Removing overestimation correction causes the largest performance drop, identifying it as a key for stable training in sample-based distributional settings.
Advantages scale with environment stochasticity and action dimensionality: results are on par in noise-free settings but diverge in noisy high-dimensional tasks (Ant, Humanoid).
The provably contractive MSMMD is consistently slightly better than heuristic MMD, validating the utility of theoretical contraction guarantees.

Highlights & Insights¶

Bootstrapping Gradients as Random Variables: While previous "value gradient" works treated action gradients as deterministic quantities or auxiliary regularizers, this work concatenated them with returns into a joint random variable for bootstrapping—a novel perspective and the foundation for contraction proofs.
$\gamma\kappa<1$ Smoothness Trade-off: This quantifies when gradient-aware RL converges, suggesting that when environmental physical gradients are large, the only recourse is to reduce $\gamma$.
World Model Selection via Gradient Constraints: Explains why cVAE/flows work while diffusion does not (calculating diffusion Jacobians requires backpropagating through the entire denoising chain), a logic transferable to other "input-gradient-heavy" generation scenarios.
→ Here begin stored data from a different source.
PR #61, opened 2023-10-05
Basic contract mocking

pmikolajczyk41:
Finally we introduce mocking feature. For now, user can deploy a mock contract with arbitrary number of mocked messages (defined with typed closures), like this:
```rust
let mocked_contract = ContractMock::new()
    .with_message([0,0,0,0], mock_message(|()| 41))
    .with_message([0,0,0,1], mock_message(|(account, value)| Ok(()));
let mock_address = session.mocking_api().deploy_mock(mocked_contract);
```

## Future upgrades
 - mock spies (registering calls for every mocked message)
 - defining custom fallback in case selector mismatch (panic, catch-all default, ignoring mock)
 - mocking existing contracts (mocking a single message of an already deployed contract)
 - ...

## Notes for reviewers
I made some minor refactors which unfortunately resulted in a bigger diff. The code regarding errors and tracing was just moved to another modules, so you can safely skip it.

The area of runtime interfaces and extensions is very hard, also for me, so if you have any troubles, please check the brief introduction in the docsting in `runtime/pallet_contracts_debugging.rs`.


piotrMocz (approved):
LGTM

.github/workflows/rust-checks.yml
```diff
@@ -59,6 +59,8 @@ jobs:
       - name: Run tests for examples
         shell: bash
         run: |
+          # todo: use loop xD
```
deuszx, line 62: You _could_ reimplement it in the `Makefile` and just call here. See [this](https://github.com/Cardinal-Cryptography/common-amm/blob/main/Makefile#L37-L67) for inspiration.

drink/src/lib.rs
```diff
@@ -77,7 +96,65 @@ impl<R: Runtime> Sandbox<R> {
...
+}
+
+impl<AccountId: Ord + Decode> InterceptingExtT for MockingExtension<AccountId> {
+    fn intercept_call(
+        &self,
+        contract_address: Vec<u8>,
+        _is_call: bool,
+        input_data: Vec<u8>,
+    ) -> Vec<u8> {
+        let contract_address = Decode::decode(&mut &contract_address[..])
```
deuszx, line 129: Would `contract_address.as_mut_slice()` work? https://doc.rust-lang.org/std/vec/struct.Vec.html#method.as_mut_slice

examples/mocking/Cargo.toml
```diff
@@ -0,0 +1,28 @@
...
+version = "0.1.0"
+
+[dependencies]
+ink = { version = "=4.2.1", default-features = false }
+
+scale = { package = "parity-scale-codec", version = "3", default-features = false, features = ["derive"] }
+scale-info = { version = "2.6", default-features = false, features = ["derive"], optional = true }
+
+[dev-dependencies]
+drink = { path = "../../drink", features = ["session"] }
```
deuszx, line 16: Seems like we use this `session` feature every time - can we make it a default?

examples/mocking/lib.rs
```diff
@@ -0,0 +1,85 @@
...
+    #[test]
+    fn call_mocked_message() -> Result<(), Box<dyn Error>> {
+        let mut session = Session::<MinimalRuntime>::new()?;
+
+        // Firstly, we create the mocked contract.
+        const RETURN_VALUE: (u8, u8) = (4, 1);
+        let mocked_contract =
+            ContractMock::new().with_message(CALLEE_SELECTOR, mock_message(|()| RETURN_VALUE));
+
+        // Secondly, we are deploy it, similarly to a standard deployment action.
```
deuszx:
```suggestion
        // Secondly, we deploy it, similarly to a standard deployment action.
```

examples/mocking/lib.rs
```diff
@@ -0,0 +1,85 @@
...
+        let mock_address = session.mocking_api().deploy_mock(mocked_contract);
```
deuszx: Looking at the usage of the API here - I think `deploy` will be sufficient (i.e. no need for `_mock` suffix). We are in the `mocking_api` context.

drink/src/mock/mocking_api.rs
```diff
@@ -0,0 +1,61 @@
...
+    /// Deploy `mock` as a standard contract. Returns the address of the deployed contract.
+    fn deploy_mock(&mut self, mock: ContractMock) -> AccountIdFor<R>;
+
+    /// Mock part of an existing contract. In particular, allows to override real behavior of
+    /// deployed contract's messages.
+    fn mock_existing_contract(&mut self, mock: ContractMock, address: AccountIdFor<R>);
+}
+
+impl<R: Runtime> MockingApi<R> for Sandbox<R> {
+    fn deploy_mock(&mut self, mock: ContractMock) -> AccountIdFor<R> {
```
deuszx: As mentioned in the comment under the example - can we rename to `deploy`?

drink/src/lib.rs
```diff
@@ -77,7 +96,65 @@ impl<R: Runtime> Sandbox<R> {
...
+            // We intercept the call and return the result of the mock.
+            Some(mock) => {
+                let (selector, call_data) = input_data.split_at(4);
+                let selector: Selector = selector
+                    .try_into()
+                    .expect("Input data should contain at least selector bytes");
+
+                let result = mock
+                    .call(selector, call_data.to_vec())
+                    .expect("TODO: let the user define the fallback mechanism");
```
deuszx, line 150: At least to me the expect message is not actionable. `call` can, in particular, return `MessageNotFound` - which I imagine would be a common mistake. Can we match on that variant specifically and return something more understandable?

drink/src/lib.rs
```diff
@@ -77,7 +96,65 @@ impl<R: Runtime> Sandbox<R> {
...
+
+                let result: ExecResult = Ok(ExecReturnValue {
+                    flags: ReturnFlags::empty(),
```
deuszx: Should we set the flags to `Revert` if the call failed?

drink/src/mock.rs
```diff
@@ -0,0 +1,36 @@
...
+    /// Creates a new registry.
+    pub fn new() -> Self {
+        Self {
+            mocked_contracts: BTreeMap::new(),
+        }
+    }
+
+    /// Registers `mock` for `address`.
+    pub fn register(&mut self, address: AccountId, mock: ContractMock) {
+        self.mocked_contracts.insert(address, mock);
```
deuszx: [`BTreeMap::insert`](https://doc.rust-lang.org/std/collections/struct.BTreeMap.html#method.insert) returns `Option<V>` - previous element if any. Can we return it here as well? Just in case it turns out in the future that someone needs it. I don't see any reason why we should not.

drink/src/lib.rs
```diff
@@ -35,6 +48,8 @@ pub type EventRecordOf<T> =
 /// A sandboxed runtime.
 pub struct Sandbox<R: Runtime> {
     externalities: TestExternalities,
+    mock_registry: Arc<Mutex<MockRegistry<AccountIdFor<R>>>>,
```
deuszx, line 52: Does it have to be `Arc<Mutex<_>>` if `MockRegistry` itself is basically that?

deuszx: Ah, I misread the `MockRegistry` with `MockExtension`.

.github/workflows/rust-checks.yml
pmikolajczyk41: lemme do it in the next PR (#63)

drink/src/lib.rs
pmikolajczyk41: nope:
```
the trait `Input` is not implemented for `[u8]`
```

that's awful, I agree :P

examples/mocking/Cargo.toml
pmikolajczyk41: new issue created - #64  (I want to make such change separately for transparency)

drink/src/mock.rs
pmikolajczyk41: :white_check_mark:

drink/src/lib.rs
pmikolajczyk41: you mean: instead of the `expect` above?

drink/src/lib.rs
pmikolajczyk41: but here we are returning directly to the pallet, so there's nothing smart we can do here now I'm afraid...

drink/src/mock/mocking_api.rs
pmikolajczyk41: :white_check_mark:

examples/mocking/lib.rs
pmikolajczyk41: :white_check_mark: (although it was more consistent with `deploy_contract` from `ContractsApi`

examples/mocking/lib.rs
pmikolajczyk41: :white_check_mark:

drink/src/mock/contract.rs
```diff
@@ -0,0 +1,64 @@
...
+    mock::{error::MockingError, MockedCallResult},
+};
+
+/// Alias for a 4-byte selector.
+pub type Selector = [u8; 4];
+/// An untyped message mock.
+///
+/// Notice that in the end, we cannot operate on specific argument/return types. Rust won't let us
+/// have a collection of differently typed closures. Fortunately, we can assume that all types are
+/// en/decodable, so we can use `Vec<u8>` as a common denominator.
```
deuszx, line 16: 🧠

drink/src/mock/mocking_api.rs
```diff
@@ -0,0 +1,61 @@
...
+        // ensure that the pallet will treat our mock just as a regular contract, until we actually
+        // call it.
+        let mock_bytes = wat::parse_str(DUMMY_CONTRACT).expect("Dummy contract should be valid");
+        let mock_address = self
+            .deploy_contract(
+                mock_bytes,
+                0,
+                vec![],
+                // We have to use a different account ID for each contract.
+                vec![self.mock_counter as u8],
```
deuszx, line 30: If you had used some random number generator, could we get rid of the `mock_counter`?

drink/src/runtime/pallet_contracts_debugging/runtime.rs
```diff
@@ -0,0 +1,79 @@
...
+    ) -> Vec<u8> {
+        // By default, do not intercept, continue with the standard procedure.
+        None::<()>.encode()
+    }
+}
+
+decl_extension! {
+    /// A wrapper type for the `InterceptingExtT` debug extension.
+    pub struct InterceptingExt(Box<dyn InterceptingExtT + Send>);
+}
```
deuszx, line 74: I wonder why those traits, extensions etc (code above) can't be part of the Substrate. The `CallInterceptor` is already there and abstractions above seem generally applicable.

drink/src/runtime/pallet_contracts_debugging/intercepting.rs
```diff
@@ -0,0 +1,25 @@
...
+        // supported).
+        let intercepting_result = contract_call_debugger::intercept_call(
+            contract_address.encode(),
+            matches!(*entry_point, ExportedFunction::Call),
+            input_data.to_vec(),
+        );
+
+        Decode::decode(&mut intercepting_result.as_slice()).expect("Decoding should succeed")
+    }
+}
```
deuszx, line 25: If the `ContractcallDebugger` was part of Substrate, alongside the `CallInterceptor`, there could be a generic implementation 
```rust
impl<T, R: Runtime> CallInterceptor<R> for T { ... }
```
since, unless I misunderstand sth (which is highly probable), there's nothing about `DrinkDebug` that makes it impossible to implement generically.

deuszx (approved):
Just come comments/questions.

deuszx (approved):
Just come comments/questions.

deuszx (approved):
Just come comments/questions.

drink/src/lib.rs
deuszx: No. When the `result` above is an error returned from the mock. I think that's what happens for RPC calls - i.e. dry-runs. I'm not sure if we should behave like that here as well but I'm just putting it up

drink/src/lib.rs
deuszx: So the `expect(...)` message will be "thrown" to the runtime, not the user?

drink/src/runtime/pallet_contracts_debugging/runtime.rs
pmikolajczyk41: they could be, but I'm worried that pushing these things to Parity will be very painful... I can ask them on Element about it

drink/src/mock/mocking_api.rs
pmikolajczyk41: yes we could losing determinism and repeatability in tests (or using some seed...); I don't have strong opinion on that

drink/src/lib.rs
pmikolajczyk41: but this will propagate to the user as a panic from the sandbox(externalities(runtime)))

pmikolajczyk41: and thus we can't survive the info about mock all the way... it would require some work on the pallet side (e.g. new error variant)

drink/src/runtime/pallet_contracts_debugging/intercepting.rs
pmikolajczyk41: yeah, that's right; but at least for a few weeks it has to reside here, until they agree to accept this code in pallet and they review my PR xD

deuszx: Sure, understand it. It was also a question to clear up _my_ understanding about the system and where each piece (could) lie.

drink/src/lib.rs
deuszx: OK, let's leave it as is then.

drink/src/lib.rs
pmikolajczyk41: done, great spot!

drink/src/mock/mocking_api.rs
pmikolajczyk41: discussed offline: tbd in next PR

Limitations & Future Work¶

Computational Overhead: Policy evaluation and improvement both require multiple samples and input gradients from the distributional critic, which is costly.
Action-Gradient Only: A full Sobolev TD would include state-gradients, but joint processing is computationally non-trivial; this work focuses on the action-gradient variant for clarity and feasibility.
Showcase Positioning: The MuJoCo experiments are intended to demonstrate that distributional gradients are better under specific difficult stochastic settings, rather than outperforming SOTA in every standard benchmark.

vs. MAGE / Deterministic Sobolev: These fit conditional expectations; the current work models gradients as distributions and uses stochastic differentiable world models, avoiding gradient smoothing.
vs. Distributional RL: Standard methods model only return distributions; this work extends modeling to multi-dimensional gradients using distances like MSMMD.
vs. PINNs / Uncertainty-aware PINNs: These similarly treat random processes and their derivatives as random variables. The combination of Sobolev inductive bias, reparameterized generation, and computable distributional distances presented here is applicable to these fields.

Rating¶

Novelty: ⭐⭐⭐⭐⭐ First to model return gradients as distributions for direct TD; provides the first contraction proof for gradient-aware RL.
Experimental Thoroughness: ⭐⭐⭐⭐ Systematic across toy and MuJoCo tasks with various noise settings, though positioned more as a showcase than a leaderboard sweep.
Writing Quality: ⭐⭐⭐⭐ Clear motivation and algorithmic chain; symbols are rigorous.
Value: ⭐⭐⭐⭐ Provides a robust gradient-aware critic for stochastic high-dimensional control.